======== Records shown ========

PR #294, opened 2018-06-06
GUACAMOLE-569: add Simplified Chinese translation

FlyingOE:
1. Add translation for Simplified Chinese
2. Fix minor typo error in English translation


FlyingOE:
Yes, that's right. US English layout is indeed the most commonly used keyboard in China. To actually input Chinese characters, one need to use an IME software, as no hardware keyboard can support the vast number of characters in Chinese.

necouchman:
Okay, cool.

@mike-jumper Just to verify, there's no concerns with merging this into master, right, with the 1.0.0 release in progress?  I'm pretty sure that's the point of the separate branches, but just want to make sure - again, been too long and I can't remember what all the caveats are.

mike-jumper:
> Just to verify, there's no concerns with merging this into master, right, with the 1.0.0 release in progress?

========

» **Problem to solve**
Each line holding "concerns" should be copied from the material above.

» **Your response**
@mike-jumper Just to verify, there's no concerns with merging this into master, right, with the 1.0.0 release in progress?  I'm pretty sure that's the point of the separate branches, but just want to make sure - again, been too long and I can't remember what all the caveats are.
> Just to verify, there's no concerns with merging this into master, right, with the 1.0.0 release in progress?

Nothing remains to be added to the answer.